Renungan Menjelang Jumat Agung 2011



ADA APA DI BALIK SALIB?-1:
Salib dan Jawaban Terhadap Realitas Penderitaan


oleh: Denny Teguh Sutandio




“Ia dihina dan dihindari orang, seorang yang penuh kesengsaraan dan yang biasa menderita kesakitan; ia sangat dihina, sehingga orang menutup mukanya terhadap dia dan bagi kitapun dia tidak masuk hitungan.”
(Yes. 53:5)

“Ia telah ada di dalam dunia dan dunia dijadikan oleh-Nya, tetapi dunia tidak mengenal-Nya. Ia datang kepada milik kepunyaan-Nya, tetapi orang-orang kepunyaan-Nya itu tidak menerima-Nya.”
(Yoh. 1:10-11)





Suka tidak suka, mau tidak mau, dunia kita sedang diliputi oleh berbagai peristiwa menyedihkan, mulai kematian, bencana alam, terorisme, huru-hara di Timur Tengah, dll. Tema penderitaan dan kejahatan yang merajalela di dunia ini telah menjadi tema penting yang ditanyakan oleh orang-orang dunia yang melawan Allah. Ada dua reaksi yang muncul dari dunia tentang penderitaan. Ada agama yang percaya bahwa hidup adalah penderitaan. Agama ini percaya bahwa penderitaan muncul karena adanya keinginan/nafsu, sehingga agar lepas dari penderitaan, manusia harus meniadakan keinginannya (yang jahat). Sedangkan di sisi lain, mereka yang tidak beragama langsung bertanya sinis, “Jika Allah ada, mengapa ada kejahatan?” Pertanyaan ini bahkan pernah diucapkan oleh seorang mantan penginjil, Charles Templeton (rekan pelayanan Billy Graham) yang akhirnya menjadi seorang agnostik (tidak tahu apakah Allah itu ada atau tidak), namun tetap mencintai Yesus. Templeton akhirnya tidak percaya Alkitab lagi setelah melihat dan merenungkan gambar seorang wanita miskin di Afrika yang mengharapkan hujan turun, namun hujan tidak turun juga. Dari gambar itu, ia mulai berpikir bahwa jika Allah ada, maka Ia tentu akan memberikan hujan kepada wanita ini.

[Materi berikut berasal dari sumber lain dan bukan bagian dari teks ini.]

PR #2289, opened 2026-07-25
Fix idle pool cleaner generation race

### LINKED ISSUE #2284: DefaultChannelPool cleaner can close a freshly re-offered channel
## Summary

In 3.0.11, `DefaultChannelPool` can close a channel that was leased and then freshly returned to the pool while the idle-channel cleaner was inspecting it.

The cleaner calculates that the channel is idle-expired using the old idle timestamp. If the channel is leased and re-offered before the cleaner claims it, `offer()` resets the shared `IdleState` with a fresh timestamp.

However, the cleaner captures `startSnapshot` only after calculating the expiry result. It can therefore capture the new timestamp, successfully claim the new idle generation, and close it using the expiry result calculated from the old generation.

## Version

Reproduced against the official `async-http-client-project-3.0.11` tag.

The same deterministic reproduction also fails on current `main` as of `f01188629` (`3.0.12-SNAPSHOT`).

The relevant shared `IdleState` behavior was introduced by #2183. The same reproduction does not occur with the per-offer idle holder used in 3.0.10.

## Problematic ordering

The current cleaner flow is effectively:

```java
boolean isIdleTimeoutExpired = isIdleTimeoutExpired(idleState, now);

// Other checks can allow the channel to be leased and re-offered here.

long startSnapshot = idleState.start();

if (!idleState.takeOwnership()) {
    continue;
}

if (idleState.start() != startSnapshot) {
    idleState.releaseOwnership();
    continue;
}

close(channel);
```

The expiry decision and the ownership validation can refer to different idle generations.

## Deterministic reproduction

I created a unit test that forces this interleaving:

1. Offer a channel and allow its idle timeout to expire.
2. Start the cleaner.
3. Pause the cleaner after it has calculated that the old idle generation is expired.
4. Poll the channel and offer it back, resetting its `IdleState`.
5. Resume the cleaner.
6. Verify that the freshly re-offered channel remains active and leasable.

On unmodified 3.0.11, the assertion fails. The cleaner closes the channel and logs:

```text
isIdleTimeoutExpired=true isRemotelyClosed=false isTtlExpired=false
```

## Why reordering the timestamp read is not sufficient

Moving `startSnapshot` before the expiry calculation prevents the stale close in the reproduction above, but it still leaves a smaller race:

1. The cleaner evaluates old generation A.
2. The channel is leased and re-offered as fresh generation B.
3. The cleaner claims generation B.
4. Before the cleaner notices the generation changed and releases the claim, another `poll()` removes B from the deque but cannot take ownership.
5. The cleaner releases ownership, leaving the active channel absent from the pool.

I reproduced this second interleaving with a deterministic test that pauses the cleaner immediately after the claim. This is a fix-safety concern: the observed 3.0.11 failure is the stale close described above, while this interleaving shows why a timestamp-only change would not be a complete fix.

## Fix requirement

The cleaner needs to atomically claim the exact idle generation that it evaluated. If the channel has been leased and re-offered since the snapshot was taken, the claim must fail without temporarily owning the fresh generation.

Conceptually (pseudocode, not a proposed public API), the cleaner flow should be:

```java
IdleSnapshot snapshot = idleState.snapshot();

if (!isExpired(snapshot, channel, now)) {
    continue;
}

if (!idleState.tryTakeOwnership(snapshot)) {
    continue;
}

close(channel);
```

`tryTakeOwnership(snapshot)` must use a compare-and-set operation that succeeds only when the state is still the same unowned generation represented by `snapshot`. One possible implementation is a stamped atomic state containing both the generation identity and ownership flag.

Another option is to restore a distinct per-offer idle holder, where the timestamp and ownership flag belong to one deque entry. That is simpler to reason about and avoids sharing ownership across idle generations, but it restores the per-offer allocation that #2183 was intended to remove.

The exact representation is open for discussion; the correctness requirement is that generation validation and ownership acquisition form one atomic transition.

## Regression coverage

A fix should include deterministic tests for both cases:

1. A stale idle-expiry decision must not close a channel that was leased and re-offered.
2. A poll racing with the cleaner's generation validation must not leave a live, freshly re-offered channel absent from the pool.

I’m happy to contribute the implementation and regression tests once the preferred state representation is clear.

pavel-ptashyts:
## Summary

- claim the exact idle generation evaluated by the channel pool cleaner
- keep generation and ownership in one atomic state without restoring per-offer allocations
- cover stale close, fresh entry loss, and equal-timestamp generations with regression tests

Fixes #2284

## Testing

- `./mvnw -pl client -Dtest=DefaultChannelPoolTest test` (19 tests passed)
- full JDK 11 `./mvnw clean verify` attempt: 1,326 tests passed and one unrelated timing assertion failed in `SemaphoreTest.combinedCheckAcquireTime`
- immediate isolated `SemaphoreTest` rerun passed (10/10)

### DIFF
--- a/client/src/main/java/org/asynchttpclient/netty/channel/DefaultChannelPool.java
+++ b/client/src/main/java/org/asynchttpclient/netty/channel/DefaultChannelPool.java
@@ -52,10 +52,11 @@ public final class DefaultChannelPool implements ChannelPool {
     private static final AttributeKey<IdleState> IDLE_STATE_ATTRIBUTE_KEY = AttributeKey.valueOf("channelIdleState");
 
     // The partition deques hold the bare Channel; per-checkout idle state (start timestamp + the
-    // generation/ownership CAS state) lives on the channel's IDLE_STATE_ATTRIBUTE_KEY attribute,
+    // generation/ownership/reset CAS state) lives on the channel's IDLE_STATE_ATTRIBUTE_KEY attribute,
     // which is allocated once per physical connection and reused across every pool cycle.
     private final ConcurrentHashMap<Object, ConcurrentLinkedDeque<Channel>> partitions = new ConcurrentHashMap<>();
     private final AtomicBoolean isClosed = new AtomicBoolean(false);
+    private final AtomicBoolean duplicateOfferLogged = new AtomicBoolean(false);
     private final Timer nettyTimer;
     private final long connectionTtl;
     private final boolean connectionTtlEnabled;
@@ -119,19 +120,10 @@ public final class DefaultChannelPool implements ChannelPool {
             return false;
         }
 
-        boolean offered = offer0(channel, partitionKey, now);
-        if (connectionTtlEnabled && offered) {
-            registerChannelCreation(channel, partitionKey, now);
-        }
-
-        return offered;
+        return offer0(channel, partitionKey, now);
     }
 
     private boolean offer0(Channel channel, Object partitionKey, long now) {
-        ConcurrentLinkedDeque<Channel> partition = partitions.get(partitionKey);
-        if (partition == null) {
-            partition = partitions.computeIfAbsent(partitionKey, pk -> new ConcurrentLinkedDeque<>());
-        }
         // Reuse the channel's IdleState instead of allocating a holder per offer; reset() transfers an
         // owned generation to a new leasable generation before offerFirst publishes the channel.
         Attribute<IdleState> idleStateAttribute = channel.attr(IDLE_STATE_ATTRIBUTE_KEY);
@@ -142,9 +134,18 @@ public final class DefaultChannelPool implements ChannelPool {
             idleState = existingIdleState == null ? newIdleState : existingIdleState;
         }
         if (!idleState.reset(now)) {
-            return false;
+            if (LOGGER.isDebugEnabled() && duplicateOfferLogged.compareAndSet(false, true)) {
+                LOGGER.debug("Ignoring duplicate pool offer for channel {}", channel);
+            }
+            return true;
         }
-        return partition.offerFirst(channel);
+        ConcurrentLinkedDeque<Channel> partition =
+                partitions.computeIfAbsent(partitionKey, pk -> new ConcurrentLinkedDeque<>());
+        boolean offered = partition.offerFirst(channel);
+        if (connectionTtlEnabled && offered) {
+            registerChannelCreation(channel, partitionKey, now);
+        }
+        return offered;
     }
 
     private static void registerChannelCreation(Channel channel, Object partitionKey, long now) {
@@ -295,19 +296,21 @@ public final class DefaultChannelPool implements ChannelPool {
      * {@link #IDLE_STATE_ATTRIBUTE_KEY} attribute, then reused across every pool checkout so no holder
      * is allocated per offer.
      *
-     * <p>The low bit of {@code state} is the ownership flag; the remaining bits advance by two on every
-     * offer because bit zero is reserved. A successful {@code poll()} lease and a {@code removeAll()}
-     * tombstone both claim the current generation. The cleaner can therefore claim only the exact
-     * generation whose expiry it evaluated, without temporarily claiming a newer entry while checking
-     * whether {@code start} changed.
+     * <p>The low bit of {@code state} is the ownership flag and the next bit marks a reset in progress;
+     * the remaining bits advance by four on every offer. A successful {@code poll()} lease, a
+     * {@code removeAll()} tombstone, and the cleaner's pre-close claim all own the current generation.
+     * The cleaner can therefore claim only the exact generation whose expiry it evaluated, without
+     * temporarily claiming a newer entry while checking whether {@code start} changed.
      *
-     * <p>A generation can be reset only while owned. New state starts owned, and {@code poll()} claims
-     * a generation before returning it, so {@code offer()} transfers ownership instead of performing a
-     * non-atomic update from a leasable generation.
+     * <p>A generation can be reset only while owned and not already being reset. New state starts owned,
+     * and reset first claims the generation's reset bit before publishing the timestamp and next leasable
+     * generation. Concurrent or delayed resets therefore cannot transfer a generation they did not claim.
      */
     static final class IdleState {
 
         private static final long OWNED_MASK = 1L;
+        private static final long RESETTING_MASK = 2L;
+        private static final long GENERATION_INCREMENT = 4L;
         private static final AtomicLongFieldUpdater<IdleState> STATE_UPDATER =
                 AtomicLongFieldUpdater.newUpdater(IdleState.class, "state");
 
@@ -330,6 +333,10 @@ public final class DefaultChannelPool implements ChannelPool {
             return (stateSnapshot & OWNED_MASK) != 0;
         }
 
+        private static boolean isResetting(long stateSnapshot) {
+            return (stateSnapshot & RESETTING_MASK) != 0;
+        }
+
         /** Atomically claim the current generation. */
         boolean takeOwnership() {
             return tryTakeOwnership(state);
@@ -341,15 +348,20 @@ public final class DefaultChannelPool implements ChannelPool {
                     && STATE_UPDATER.compareAndSet(this, stateSnapshot, stateSnapshot | OWNED_MASK);
         }
 
-        /** Transfer an owned generation to a new leasable generation. Called on every offer. */
-        synchronized boolean reset(long now) {
-            long stateSnapshot = state;
-            if (!isOwned(stateSnapshot)) {
+        /** Attempt to transfer the current owned generation to a new leasable generation. */
+        boolean reset(long now) {
+            return tryReset(state, now);
+        }
+
+        /** Transfer {@code stateSnapshot} if it is still owned, current, and not already being reset. */
+        boolean tryReset(long stateSnapshot, long now) {
+            if (!isOwned(stateSnapshot) || isResetting(stateSnapshot)
+                    || !STATE_UPDATER.compareAndSet(this, stateSnapshot, stateSnapshot | RESETTING_MASK)) {
                 return false;
             }
-            long nextGeneration = (stateSnapshot & ~OWNED_MASK) + 2;
             start = now;
-            return STATE_UPDATER.compareAndSet(this, stateSnapshot, nextGeneration);
+            state = (stateSnapshot & ~(OWNED_MASK | RESETTING_MASK)) + GENERATION_INCREMENT;
+            return true;
         }
     }
 
@@ -430,10 +442,10 @@ public final class DefaultChannelPool implements ChannelPool {
 
                 long stateSnapshot = idleState.snapshot();
                 if (IdleState.isOwned(stateSnapshot)) {
-                    // In-deque + owned ==> a removeAll(Channel) tombstone, or a node a concurrent poll()
-                    // has already leased and unlinked. Either way: unlink, never close — the owner of the
-                    // claim is responsible for closing it. Unlinking an already-unlinked node through the
-                    // iterator is a harmless no-op.
+                    // In-deque + owned ==> a removeAll(Channel) tombstone, a node a concurrent poll()
+                    // already leased and unlinked, or an old node whose generation is being reset.
+                    // Either way: unlink, never close — the owner of the claim handles the channel.
+                    // Unlinking an already-unlinked node through the iterator is a harmless no-op.
                     it.remove();
                     continue;
                 }
--- a/client/src/main/java/org/asynchttpclient/netty/channel/DefaultChannelPool.java
+++ b/client/src/main/java/org/asynchttpclient/netty/channel/DefaultChannelPool.java
@@ -37,7 +37,7 @@ import java.util.concurrent.ConcurrentHashMap;
 import java.util.concurrent.ConcurrentLinkedDeque;
 import java.util.concurrent.TimeUnit;
 import java.util.concurrent.atomic.AtomicBoolean;
-import java.util.concurrent.atomic.AtomicIntegerFieldUpdater;
+import java.util.concurrent.atomic.AtomicLongFieldUpdater;
 import java.util.function.Predicate;
 
 import static org.asynchttpclient.util.DateUtils.unpreciseMillisTime;
@@ -52,8 +52,8 @@ public final class DefaultChannelPool implements ChannelPool {
     private static final AttributeKey<IdleState> IDLE_STATE_ATTRIBUTE_KEY = AttributeKey.valueOf("channelIdleState");
 
     // The partition deques hold the bare Channel; per-checkout idle state (start timestamp + the
-    // owned/tombstone CAS flag) lives on the channel's IDLE_STATE_ATTRIBUTE_KEY attribute, which is
-    // allocated once per physical connection and reused across every pool cycle (no per-offer holder).
+    // generation/ownership CAS state) lives on the channel's IDLE_STATE_ATTRIBUTE_KEY attribute,
+    // which is allocated once per physical connection and reused across every pool cycle.
     private final ConcurrentHashMap<Object, ConcurrentLinkedDeque<Channel>> partitions = new ConcurrentHashMap<>();
     private final AtomicBoolean isClosed = new AtomicBoolean(false);
     private final Timer nettyTimer;
@@ -132,9 +132,8 @@ public final class DefaultChannelPool implements ChannelPool {
         if (partition == null) {
             partition = partitions.computeIfAbsent(partitionKey, pk -> new ConcurrentLinkedDeque<>());
         }
-        // Reuse the channel's IdleState instead of allocating a holder per offer; reset() stamps the
-        // idle start and clears the owned flag (must happen-before offerFirst publishes the channel,
-        // so any thread that observes it in the deque also observes owned == 0).
+        // Reuse the channel's IdleState instead of allocating a holder per offer; reset() publishes a
+        // new idle generation before offerFirst publishes the channel.
         Attribute<IdleState> idleStateAttribute = channel.attr(IDLE_STATE_ATTRIBUTE_KEY);
         IdleState idleState = idleStateAttribute.get();
         if (idleState == null) {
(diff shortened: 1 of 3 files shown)


client/src/main/java/org/asynchttpclient/netty/channel/DefaultChannelPool.java
```diff
@@ -293,52 +292,62 @@ private static final class ChannelCreation {
...
+        /** Atomically claim {@code stateSnapshot}, provided it is still the current generation. */
+        boolean takeOwnership(long stateSnapshot) {
+            return !isOwned(stateSnapshot)
+                    && STATE_UPDATER.compareAndSet(this, stateSnapshot, stateSnapshot | OWNED_MASK);
         }
 
-        /** Stamp the idle start and mark the channel leasable again. Called on every offer. */
+        /** Stamp a new idle generation and mark the channel leasable again. Called on every offer. */
         void reset(long now) {
+            long nextGeneration = (state & ~OWNED_MASK) + 2;
```
hyperxpro: `reset()` needs its precondition written down (DefaultChannelPool.java:337). The non-atomic RMW of state is safe only while reset() never runs on an unowned state. If it does: reset() reads G unowned → cleaner CAS(G, G|1) succeeds → reset()'s plain stores clobber the claim → cleaner closes the channel while offerFirst publishes it as leasable. Unreachable in production today (every path goes through 

`ChannelManager.tryToOfferChannelToPool`, which setDiscards first, and poll() only returns after a successful claim), but ChannelPool is a public SPI that documents no such rule, and the PR removed the paragraph that documented the old design's equivalent invariant. Either restore an explicit invariant paragraph, or make reset an ownership-transfer CAS (compareAndSet(s, (s & ~OWNED_MASK) + 2) on an isOwned(s) snapshot) so
IdleState is safe under any caller. Worth noting concurrentOfferPollRemoveAllIsConsistent already offers without lease discipline — it only survives because it runs with the cleaner effectively disabled.

client/src/main/java/org/asynchttpclient/netty/channel/DefaultChannelPool.java
```diff
@@ -293,52 +292,62 @@ private static final class ChannelCreation {
...
      * is allocated per offer.
      *
-     * <p>{@code owned} is a single CAS flag with two roles, both meaning "this idle entry is claimed,
-     * do not lease it": a successful {@code poll()} lease, or a {@code removeAll()} tombstone. The pool
-     * upholds the invariant that a channel sitting in a partition deque has {@code owned == 0} unless it
-     * was tombstoned, because {@link #reset(long)} clears the flag before {@code offerFirst} publishes
-     * the channel and {@code poll()} unlinks a channel from the deque before claiming it. {@code start}
-     * doubles as a generation token: it changes on every offer, letting the cleaner detect a channel
-     * that was leased and re-offered between its expiry check and its claim.
+     * <p>The low bit of {@code state} is the ownership flag; the remaining bits are incremented on
```
hyperxpro: The remaining bits are incremented by two on every offer, not by one, since bit zero is the ownership flag. Worth saying explicitly so the plus two in reset is not read as a typo.

client/src/main/java/org/asynchttpclient/netty/channel/DefaultChannelPool.java
```diff
@@ -293,52 +292,62 @@ private static final class ChannelCreation {
...
+            return isOwned(state);
         }
 
-        /** Atomically claim this entry; returns true only for the caller that transitions 0 -> 1. */
+        static boolean isOwned(long stateSnapshot) {
+            return (stateSnapshot & OWNED_MASK) != 0;
+        }
+
+        /** Atomically claim the current generation. */
         boolean takeOwnership() {
```
hyperxpro, line 341: This overload pair is easy to misread at a call site, because the no argument form silently re reads the field while the one argument form validates a caller supplied snapshot, and both are named takeOwnership. The tryTakeOwnership name suggested in the issue for the snapshot form reads better and makes the failure mode obvious.

client/src/main/java/org/asynchttpclient/netty/channel/DefaultChannelPool.java
```diff
@@ -293,52 +292,62 @@ private static final class ChannelCreation {
...
+        boolean takeOwnership(long stateSnapshot) {
+            return !isOwned(stateSnapshot)
+                    && STATE_UPDATER.compareAndSet(this, stateSnapshot, stateSnapshot | OWNED_MASK);
         }
 
-        /** Stamp the idle start and mark the channel leasable again. Called on every offer. */
+        /** Stamp a new idle generation and mark the channel leasable again. Called on every offer. */
         void reset(long now) {
+            long nextGeneration = (state & ~OWNED_MASK) + 2;
+            // Keep the new generation unavailable until its timestamp is published.
```
hyperxpro: This comment does not describe what the store actually does. The JMM already keeps the new generation from being observed with a stale timestamp without this store. Volatile accesses are totally ordered in the synchronization order, per JLS 17.4.4 and 17.4.7, so a reader that observes state equal to nextGeneration must also observe start as now or newer, because the store to start precedes the store to state in program order.

What this extra store really does is narrow, but not close, the window described in the comment above on the generation read, and it costs an extra StoreLoad fence per pooled request on x86 64. Either drop it, or keep it and relabel it honestly as defence in depth.

client/src/test/java/org/asynchttpclient/netty/channel/DefaultChannelPoolTest.java
```diff
@@ -245,6 +246,63 @@ public void channelReofferedAfterExpiryIsNotReaped() throws Exception {
...
+        cleanerRun.get(5, TimeUnit.SECONDS);
+
+        assertTrue(channel.isActive(), "cleaner must not close a freshly re-offered channel");
+        assertSame(channel, pool.poll(KEY), "freshly re-offered channel must remain leasable");
+
+        pool.destroy();
+    }
+
+    @Test
+    public void staleCleanerClaimDoesNotHideReofferedChannelFromPoll() throws Exception {
```
hyperxpro: This test never runs the cleaner. It calls takeOwnership with a stale snapshot directly and then asserts that a failed CAS had no side effect, which restates the contract of compareAndSet rather than exercising the pool. Race b from the issue therefore has no end to end coverage.

I would fold it into the BlockingActiveChannel test and assert that the partition still holds one entry after the cleaner pass, since that is the assertion that would actually catch the cleaner hiding the entry.

Related gap: the soak test concurrentOfferPollRemoveAllIsConsistent runs with idle timeout off and a one hour TTL, so the cleaner only ever takes the isOwned then remove branch and never claims or closes anything.

client/src/test/java/org/asynchttpclient/netty/channel/DefaultChannelPoolTest.java
```diff
@@ -490,14 +548,51 @@ public void concurrentOfferPollRemoveAllIsConsistent() throws Exception {
...
 
+    private static final class BlockingActiveChannel extends EmbeddedChannel {
+
+        private final AtomicBoolean blockNextActiveCheck = new AtomicBoolean();
+        private final CountDownLatch activeCheck = new CountDownLatch(1);
+        private final CountDownLatch resumeActiveCheck = new CountDownLatch(1);
+
+        @Override
+        public boolean isActive() {
+            AtomicBoolean block = blockNextActiveCheck;
```
hyperxpro, line 598: This null guard is load bearing and deserves a one line comment saying why. EmbeddedChannel's constructor calls the subclass isActive once while these fields are still null, so without the guard you get an NPE. The trap is that the NPE is swallowed by a DefaultPromise listener, so removing this check would fail silently rather than loudly, and an IDE will flag the check as always true on a final field and invite someone to delete it.

hyperxpro (changes requested):

client/src/main/java/org/asynchttpclient/netty/channel/DefaultChannelPool.java
pavel-ptashyts: Agreed. I made reset an ownership transfer instead of a non-atomic update. IdleState now starts owned, reset rejects a leasable generation, publishes the timestamp, and CASes the owned snapshot to the next generation. offer also installs the per-channel state with setIfAbsent and returns false when the transfer fails. I added a regression test for duplicate offers.

client/src/main/java/org/asynchttpclient/netty/channel/DefaultChannelPool.java
pavel-ptashyts: Updated the description to say that the generation bits advance by two on every offer because bit zero is reserved for ownership.

client/src/main/java/org/asynchttpclient/netty/channel/DefaultChannelPool.java
pavel-ptashyts: Renamed the snapshot form to tryTakeOwnership. The no-argument takeOwnership method now clearly delegates to the conditional snapshot operation.

client/src/main/java/org/asynchttpclient/netty/channel/DefaultChannelPool.java
pavel-ptashyts: Removed the extra volatile state store. reset now writes the timestamp and then CASes the owned snapshot directly to the next leasable generation; synchronized reset calls prevent concurrent publishers from corrupting the winning timestamp.

client/src/test/java/org/asynchttpclient/netty/channel/DefaultChannelPoolTest.java
pavel-ptashyts: Removed the standalone CAS-contract test and folded the observable guarantee into the BlockingActiveChannel test. It now asserts that the partition still contains exactly one fresh entry after the cleaner pass, before polling it. I also enabled idle expiry in the soak test and added a dedicated expiring channel with a close latch, so the test proves that the cleaner ownership and close path actually runs.

client/src/test/java/org/asynchttpclient/netty/channel/DefaultChannelPoolTest.java
pavel-ptashyts: Added the one-line constructor-dispatch explanation above the null guard so the EmbeddedChannel initialization trap is explicit.

client/src/main/java/org/asynchttpclient/netty/channel/DefaultChannelPool.java
```diff
@@ -132,16 +132,18 @@ private boolean offer0(Channel channel, Object partitionKey, long now) {
         if (partition == null) {
             partition = partitions.computeIfAbsent(partitionKey, pk -> new ConcurrentLinkedDeque<>());
```
hyperxpro: Minor one. This runs before the reset guard now, so a rejected offer leaves an empty deque sitting in partitions and the cleaner walks it every tick. Was not possible before, since offer0 could not return false. Probably just move the lookup below the reset call.

client/src/main/java/org/asynchttpclient/netty/channel/DefaultChannelPool.java
```diff
@@ -132,16 +132,18 @@ private boolean offer0(Channel channel, Object partitionKey, long now) {
...
         Attribute<IdleState> idleStateAttribute = channel.attr(IDLE_STATE_ATTRIBUTE_KEY);
         IdleState idleState = idleStateAttribute.get();
         if (idleState == null) {
-            idleState = new IdleState();
-            idleStateAttribute.set(idleState);
+            IdleState newIdleState = new IdleState();
+            IdleState existingIdleState = idleStateAttribute.setIfAbsent(newIdleState);
+            idleState = existingIdleState == null ? newIdleState : existingIdleState;
+        }
+        if (!idleState.reset(now)) {
```
hyperxpro, line 136: Heads up that false here means the caller closes the channel. ChannelManager line 426 calls closeChannel on a false return, and that is really what false has always meant here, NoopChannelPool returns false every time exactly so nothing gets pooled.

So a duplicate offer now kills a live pooled channel. I tried it: second offer returns false, the close leaves it inactive but still in the deque, and the next poll on that partition comes back null. Nothing in tree can actually hit this since setDiscard runs first, but it does turn a harmless no op into quietly dropping a good keep alive.

Might be simpler to treat a duplicate as a no op, debug log and return true.

client/src/main/java/org/asynchttpclient/netty/channel/DefaultChannelPool.java
```diff
@@ -293,52 +295,68 @@ private static final class ChannelCreation {
...
-     * the channel and {@code poll()} unlinks a channel from the deque before claiming it. {@code start}
-     * doubles as a generation token: it changes on every offer, letting the cleaner detect a channel
-     * that was leased and re-offered between its expiry check and its claim.
+     * <p>The low bit of {@code state} is the ownership flag; the remaining bits advance by two on every
+     * offer because bit zero is reserved. A successful {@code poll()} lease and a {@code removeAll()}
+     * tombstone both claim the current generation. The cleaner can therefore claim only the exact
+     * generation whose expiry it evaluated, without temporarily claiming a newer entry while checking
+     * whether {@code start} changed.
+     *
+     * <p>A generation can be reset only while owned. New state starts owned, and {@code poll()} claims
```
hyperxpro: Tiny thing, this says two producers of owned state but there are four. The removeAll tombstone and the cleaner's pre close claim leave it owned too, and offer will reset from either. That part is pre existing and harmless since poll drops inactive channels, it just reads like a complete list.

Separately, the guard returns false with nothing logged, so if the invariant ever does break, all you would see is a connection closing for no apparent reason.

client/src/main/java/org/asynchttpclient/netty/channel/DefaultChannelPool.java
```diff
@@ -293,52 +295,68 @@ private static final class ChannelCreation {
...
+        /** Atomically claim {@code stateSnapshot}, provided it is still the current generation. */
+        boolean tryTakeOwnership(long stateSnapshot) {
+            return !isOwned(stateSnapshot)
+                    && STATE_UPDATER.compareAndSet(this, stateSnapshot, stateSnapshot | OWNED_MASK);
         }
 
-        /** Stamp the idle start and mark the channel leasable again. Called on every offer. */
-        void reset(long now) {
+        /** Transfer an owned generation to a new leasable generation. Called on every offer. */
+        synchronized boolean reset(long now) {
```
hyperxpro: I do not think the synchronized is buying what it looks like it is buying. If a duplicate offer loses the race it parks here, and when it wakes up it re reads state fresh. So if a poll grabbed ownership in the meantime, the loser sails straight through the isOwned check and stamps a timestamp that is now well out of date, onto a generation that is not its own.

Walking through it. reset(1000) publishes gen 2 with start 1000, poll takes gen 2, a second thread calls reset(1000) and parks. First thread offers again, so reset(5000) publishes gen 4 with start 5000, and poll takes gen 4. Now the parked thread wakes, sees gen 4 is owned, passes the check, writes start back to 1000, and moves gen 4 to gen 6 leasable. Idle clock jumps back four seconds, and the entry goes leasable via a thread that never owned it. I did reproduce this.

With a plain CAS and no monitor the loser just fails and nothing happens. The lock is what turns that into a quiet wrong answer.

client/src/main/java/org/asynchttpclient/netty/channel/DefaultChannelPool.java
```diff
@@ -293,52 +295,68 @@ private static final class ChannelCreation {
...
+            long stateSnapshot = state;
+            if (!isOwned(stateSnapshot)) {
+                return false;
+            }
+            long nextGeneration = (stateSnapshot & ~OWNED_MASK) + 2;
             start = now;
-            owned = 0;
+            return STATE_UPDATER.compareAndSet(this, stateSnapshot, nextGeneration);
```
hyperxpro: Small thing, this CAS cannot fail. Only reset takes state out of owned and the monitor serializes those, and tryTakeOwnership needs an unowned snapshot so it can never match. I ran four threads at it for eight seconds and got 58 million resets with zero CAS failures, so the boolean is always true unless the guard above catches it.

The lock is not free though. On JDK 25 a take plus reset cycle went from 20.7 ns to 52.9 ns, roughly 22 ns of that being the monitor, which more than eats the fence you saved by dropping the intermediate store.

Guard, then start = now, then a plain volatile store of the next generation gets you the same thing for two stores.

client/src/test/java/org/asynchttpclient/netty/channel/DefaultChannelPoolTest.java
```diff
@@ -245,6 +262,46 @@ public void channelReofferedAfterExpiryIsNotReaped() throws Exception {
...
+            assertTrue(channel.awaitActiveCheck(), "cleaner must reach the active-channel check");
+            assertSame(channel, pool.poll(KEY));
+            assertTrue(pool.offer(channel, KEY));
+        } finally {
+            channel.resumeActiveCheck();
+        }
+        cleanerRun.get(5, TimeUnit.SECONDS);
+
+        assertTrue(channel.isActive(), "cleaner must not close a freshly re-offered channel");
+        assertEquals(1, partitionSize(pool, KEY), "cleaner must not unlink the fresh generation");
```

Ada apa sebenarnya di balik pertanyaan, “Jika Allah ada, mengapa ada kejahatan?”

Tentu mereka TIDAK akan pernah bertanya, “Jika Allah ada, mengapa ada kebaikan?”, karena mereka berpikir bahwa kebaikan itu harus ada tanpa Allah harus eksis/ada. Dengan kata lain, mereka hendak mengatakan bahwa kebaikan itu TIDAK tergantung apakah Allah itu ada atau tidak, namun fakta kejahatan dan penderitaan langsung diasosiasikan dengan keberadaan Allah. Di sinilah, kegagalan cara berpikir manusia berdosa yang sok pandai. Kegagalan kedua, mereka bisa mengatakan “kejahatan”, berarti di dalam benak mereka, ada kebaikan dan kejahatan, tolong tanya, apa standar mereka mengatakan kebaikan dan kejahatan? Apakah kebaikan dan kejahatan itu mutlak atau relatif? Jika mutlak, apa standarnya? Jika relatifnya, apakah berarti tidak ada standarnya? Jika tidak ada standarnya, pernyataannya yang mengatakan bahwa kebaikan dan kejahatan itu relatif pun JUGA tidak boleh dijadikan standar! Yang paling aneh, jika para penganut paham hukum alam (hukum karma) ditanya tentang standar baik dan jahat, mereka akan berkata hati nurani (aspek internal), tetapi hati nurani standarnya apa? Mereka berkata, standarnya lingkungan (aspek eksternal). Pertanyaan lebih lanjut, jika waktu itu hanya ada manusia pertama saja yang eksis di dunia, mungkinkah lingkungan alam yang MATI dapat membentuk sebuah hati nurani? Mereka pasti mengalami gang buntu dalam menjawab hal ini karena mereka telah membuang Allah. Kegagalan ketiga, para pencetus ide ini sebenarnya enggan percaya kepada Allah sejati karena baginya, kalau Allah itu ada, Ia harus melenyapkan semua kejahatan dan penderitaan. Kalaupun ia mau percaya kepada Allah, ia hanya mau percaya kepada “ilah” yang bisa diperintah. Bukankah ini suatu keanehan logika: percaya kepada yang “tidak terbatas” namun dibatasi oleh manusia? Jadi, yang “tidak terbatas” ini benar-benar tidak terbatas atau tidak terbatas secara semu?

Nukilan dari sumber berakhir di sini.